The present disclosure is related to radiation sensors, and more specifically to such sensors formed on a flexible substrate.
Conventional large-area thin-film sensors comprise an array of addressable pixels covered by a continuous layer of radiation-sensitive material. The radiation-sensitive material typically generates photons in the region in which radiation (e.g., x-rays) is incident thereon. These photons are converted into a charge and delivered to pixel(s) below the point of incidence of the radiation. The charge may then be read out from each pixel, and the extent and location of the incidence of radiation thereby determined. One example of such a sensor may be found in U.S. Pat. No. 5,619,033, which is herein incorporated by reference.

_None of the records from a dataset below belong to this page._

PR #5142, opened 2025-11-19
Show seqr affected ac

hanars:


clickhouse_search/test_utils.py
```diff
@@ -394,6 +399,7 @@
     },
     'populations': {
         'seqr': {'ac': 2, 'hom': 1, 'ac_wes': 2, 'ac_wgs': 0, 'hom_wes': 1, 'hom_wgs': 0},
+        'seqr_affected': {'ac': 0, 'hom': 0},
```
hanars: @bpblanken I am seeing some weird behavior for some of the `entries_to_project_gt_stats_mv` tables in the tests, including for the build 37 variant here. When I connect to the db during a test a see the following:
```
SELECT *
FROM test_seqr.`GRCh37/SNV_INDEL/entries_to_project_gt_stats_mv`

Query id: 4fd852ca-6609-4cd9-a578-a01f2f35afd9

   ┌─project_guid──────────────┬─key─┬─sample_type─┬─affected─┬─ref_samples─┬─het_samples─┬─hom_samples─┐
1. │ R0004_non_analyst_project │  21 │ WGS         │ A        │           0 │           1 │           0 │
2. │ R0001_1kg                 │  11 │ WES         │ N        │           0 │           0 │           1 │
   └───────────────────────────┴─────┴─────────────┴──────────┴─────────────┴─────────────┴─────────────┘
```
But when I re-create the select statement that backs the view I do see the expected affected row for key 11:
```
SELECT
    project_guid,
    key,
    sample_type,
    dictGetOrDefault(test_seqr.seqrdb_affected_status_dict, 'affected', (family_guid, calls.sampleId), 'U') AS affected,
    sumIf(sign, calls.gt = 'REF'),
    sumIf(sign, calls.gt = 'HET'),
    sumIf(sign, calls.gt = 'HOM')
FROM test_seqr.`GRCh37/SNV_INDEL/entries`
ARRAY JOIN calls
GROUP BY
    project_guid,
    key,
    sample_type,
    affected

Query id: 7d7f6936-ba6a-44fd-b17c-11ff17aeb916

   ┌─project_guid──────────────┬─key─┬─sample_type─┬─affected─┬─sumIf(sign, ⋯gt, 'REF'))─┬─sumIf(sign, ⋯gt, 'HET'))─┬─sumIf(sign, ⋯gt, 'HOM'))─┐
1. │ R0004_non_analyst_project │  21 │ WGS         │ A        │                        0 │                        1 │                        0 │
2. │ R0001_1kg                 │  11 │ WES         │ N        │                        0 │                        0 │                        0 │
3. │ R0001_1kg                 │  11 │ WES         │ A        │                        0 │                        0 │                        1 │
   └───────────────────────────┴─────┴─────────────┴──────────┴──────────────────────────┴──────────────────────────┴──────────────────────────┘
```

I tried refreshing the view but its apparently no refreshable? Any ideas?

bpblanken: I'd make sure you're querying `test_seqr`.`GRCh37/SNV_INDEL/project_gt_stats`.  The view itself is just a query definition; it look like you can query it but it might not be reliable.  

There also _might_ be eventual consistency issues with the insert into entries followed by an immediate query of the `project_gt_stats` table.  I've mostly seen weirdness when inserting multiple rows with the some ORDER BY values, but that doesn't look to be the case here...

hanars: to clarify, the values in `gt_stats_dict` for this variant are wrong - they are 0 when they should not be. I was showing here that the source of this error is somehow in the construction of the `entries_to_project_gt_stats_mv` view, as the rows in the view do not match the rows if you run the query thats supposed to back the view. I am not sure what to do to force this view to be accurate, but there is probably no way for `project_gt_stats` to be accurate if the backing view for it is incorrect

hanars: The unit test failure I think is also related to this issue - when we delete all the data for a project we run a whole [bunch of refreshes ](https://github.com/broadinstitute/seqr/blob/master/clickhouse_search/search.py#L665-L676) and then at the end what we expect is that there is an updated affected count but what we are getting in this test is 0 for all the affected counts

hanars: Seems like the issue is with `project_gt_stats` itself
```

SELECT *
FROM test_seqr.`GRCh37/SNV_INDEL/project_gt_stats`

Query id: 9771b915-0d94-4d6e-8a33-f6eb55df4d6a

   ┌─project_guid──────────────┬─key─┬─sample_type─┬─affected─┬─ref_samples─┬─het_samples─┬─hom_samples─┐
1. │ R0004_non_analyst_project │  21 │ WGS         │ A        │           0 │           1 │           0 │
2. │ R0001_1kg                 │  11 │ WES         │ N        │           0 │           0 │           1 │
   └───────────────────────────┴─────┴─────────────┴──────────┴─────────────┴─────────────┴─────────────┘
```

Also FWIW this is the entries table - `HG00731` is affected and `HG00733` is unaffected
```
SELECT *
FROM test_seqr.`GRCh37/SNV_INDEL/entries`

Query id: 03c8291f-da36-415b-b5e6-2a29cebc886f

   ┌─key─┬─project_guid──────────────┬─family_guid─┬─sample_type─┬───────xpos─┬─is_gnomad_gt_5_percent─┬─is_annotated_in_any_gene─┬─geneId_ids─┬─filters────────────────────────┬─calls────────────────────────────────────────────────────┬─sign─┐
1. │  21 │ R0004_non_analyst_project │ F000014_14  │ WGS         │ 1000010439 │ true                   │ false                    │ []         │ []                             │ [('NA21234','HET',87,0.531,27)]                          │    1 │
2. │  11 │ R0001_1kg                 │ F000002_2   │ WES         │ 7143270172 │ true                   │ true                     │ [73,74]    │ ['VQSRTrancheSNP99.90to99.95'] │ [('HG00733',NULL,0,NULL,NULL),('HG00731','HOM',48,1,16)] │    1 │
   └─────┴───────────────────────────┴─────────────┴─────────────┴────────────┴────────────────────────┴──────────────────────────┴────────────┴────────────────────────────────┴──────────────────────────────────────────────────────────┴──────┘
```

hanars: @bpblanken merging in the changes you made to the order by has fixed this issue for all the search test and I am seeing reasonable looking affected coutns for all variants

However, the test for the gt stats after deleting a project are still [failing](https://github.com/broadinstitute/seqr/actions/runs/19642342781/job/56248881272?pr=5142) here. Locally it is passing for me with values for the affected counts, but on the github test runner its failing because they are getting affected counts of 0 for all variants. 
The actual SQL we run when dropping a project is here: https://github.com/broadinstitute/seqr/blob/master/clickhouse_search/search.py#L665-L676
Is it possible theres an additional statement we should be running there to ensure the affected counts are correct? Or do we need to be doing something involving inserts instead of wholesale dropping partitions?

bpblanken: My initial thought is to try with the approach we made in the search fixtures [here](https://github.com/broadinstitute/seqr/blob/master/clickhouse_search/search_tests.py#L40-L55).  The dictionary needs to be reloaded (from postgres -> clickhouse) _before_ the 'clickhouse_search' runs, as the functionality that aggregates runs as rows are inserted into the entries table.

hanars: okay so adding the refresh before the test run changes it so that in my local tests I am also getting an affected ac of 0 for everything. It appears that after refreshing it everything is showing as unaffected

```
SELECT
    project_guid,
    key,
    sample_type,
    dictGetOrDefault(test_seqr.seqrdb_affected_status_dict, 'affected', (family_guid, calls.sampleId), 'U') AS affected,
    calls.sampleId
FROM test_seqr.`GRCh38/SNV_INDEL/entries`
ARRAY JOIN calls

Query id: babb71c1-8fbb-4589-bbf8-0402680226b3

   ┌─project_guid──────────────┬─key─┬─sample_type─┬─affected─┬─calls.sampleId─┐
1. │ R0003_test                │   1 │ WES         │ U        │ NA20885        │
2. │ R0003_test                │   5 │ WES         │ U        │ NA20885        │
3. │ R0003_test                │   2 │ WES         │ U        │ NA20885        │
4. │ R0003_test                │   1 │ WGS         │ U        │ NA20885        │
5. │ R0003_test                │   5 │ WGS         │ U        │ NA20885        │
6. │ R0003_test                │   2 │ WGS         │ U        │ NA20885        │
7. │ R0004_non_analyst_project │  22 │ WGS         │ U        │ NA21234        │
8. │ R0004_non_analyst_project │  22 │ WGS         │ U        │ NA21987        │
9. │ R0004_non_analyst_project │  22 │ WGS         │ U        │ NA21654        │
   └───────────────────────────┴─────┴─────────────┴──────────┴────────────────┘
```

At the same point in my code as that executed, I ran a check on the postgres data and it looked correct:
```
Individual.objects.filter(individual_id='NA20885').values('affected')
<QuerySet [{'affected': 'A'}]>
```

bpblanken: Hrm.  Did you also move the test case to a `TransactionTestCase`?  I would check that you can view the affected status values in postgres not just from that point in the code, but from ClickHouse and also from a postgres connection created outside of the tests (with psql or a python terminal).  The affected status in clickhouse being `U` (I think) points to an issue accessing actual COMMITTED rows.

hanars: oh yeah thats it. Actually the easiest solution to this by far is just to move the test into the clickhouse search file, especially since all this endpoint does is call a clickhouse helper function thats defined in the clickhouse search.py file so its a reasonable place to test it

bpblanken: 👍 Cool!  glad it worked.  iirc we actually decided to minimize the scope of the `TranscationTestCase`, leaving this issue until now, which effectively footgun-ed us here.  It's hard to maintain things that require a human having to remember edge cases, so maybe worth additional thought.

Typically, sensor arrays and the overlying sensor layer are formed on a rigid substrate such as glass. However, increasingly there is a desire for such sensor arrays to be provided on a flexible substrate such as sheet plastic. When formed on a flexible substrate, conformal sensor arrays may then be provided. However, there are a number of manufacturing challenges when forming devices on flexible substrates, particularly plastics. One such challenge is the thermal expansion coefficient mismatch between the plastic substrate and the materials deposited thereon. The difficulties introduced by this mismatch significantly increase as the thickness of the layer(s) deposited on the substrate increase.
For example, while typical thin-film transistor (TFT) stacks are quite thin, typical radiation sensor layers are relatively very thick, on the order of 1 μm (micrometer) or more in thickness. When fabricated over a plastic substrate, this relatively thick layer exhibits cracking and delamination due to the difference in thermally-induced expansion and contraction between the plastic substrate and the sensor layer material. This cracking and delamination results in poor device performance and high rates of device failure.

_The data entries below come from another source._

PR #5145, opened 2025-11-20
Sample agg search cleanup

hanars:
Now that we are using the affected status dict for search filtering, for multi-project search we should not query all the sample data out of postgres before running the search and instead just query the aggregate data we actually need


clickhouse_search/search_tests.py
```diff
@@ -429,24 +429,6 @@ def test_inheritance_filter(self):
             ],
         )
 
-        self.results_model.families.set(Family.objects.filter(guid__in=['F000002_2', 'F000014_14']))
```
hanars, line 432: This test case relies on running a multi-project search with a custom affected filter (for the SV data). This is impossible in seqr (custom affected is only available for single family search) and this test is now failing. Fixing it is not worth it as its testing an unreachable edge case and everything in this part of the test is already covered early in the test function, so I am just removing it

PR #375, opened 2018-06-21
Config objects should be local to the current execution 

suryajak:
### Description of the Change

Current behavior of our config object is that when a function executes and reads the config value, things work as expected. If the function now starts updating the "local" config object (add new property/update existing property), the current function works as expected. Now if another function gets run in the same container (parallel execution or execution while the function is still "warm") the subsequent execution will start seeing the updates (from the prior execution's updates). That leaves all Jazz services (core as well as user services) with a whole world of unintended consequences . 

The change here is to stay away from "require" (you get caching and shallow copy of objects) and use the native way of loading config files, where the references stay local and aren't influenced by other executions. 
 
### Benefits
NodeJS based functions can use config files w/o modifying the config object for other executions. 

### Possible Drawbacks
None


jazz_cloud-logs-streamer/components/config.js
```diff
@@ -14,30 +14,47 @@
...
-        // cw events default to dev
-        stage = 'dev';
-    } else {
-        stage = event.stage
-    }
+/**
+	Nodejs Template Project
+  @module: config.js
+  @description: Defines variables/functions to retrieve environment related data
+	@author:
```
devsatishm: Looks like some spacing issue in few files.

suryajak:
All jazz services along with templates are now updated to use the new config module

suryajak:
Unit tests for core/jazz_environment-event-handler/ are setup differently than most of the other unit tests. This update to config module was requiring more comprehensive updates to unit test setup as well as the unit tests for environment-event-handler and while I tried to update them, this was going way beyond the scope of this PR. We can have a different PR to make unit tests setup for environment-event-handler similar to the rest of them and subsequent to that we can have update to config module.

Therefore, there is a need in the art for a method of producing a radiation sensor structure on a flexible substrate with improved accommodation for the thermal mismatch between the substrate and the sensor structure materials and processes. More particularly, there is a need in the art for a structure and method of producing that structure consistent with the materials and processing steps currently used to produced sensor devices yet is significantly more tolerant of the thermal mismatch between substrate and sensor layer than current structures and methods for producing them.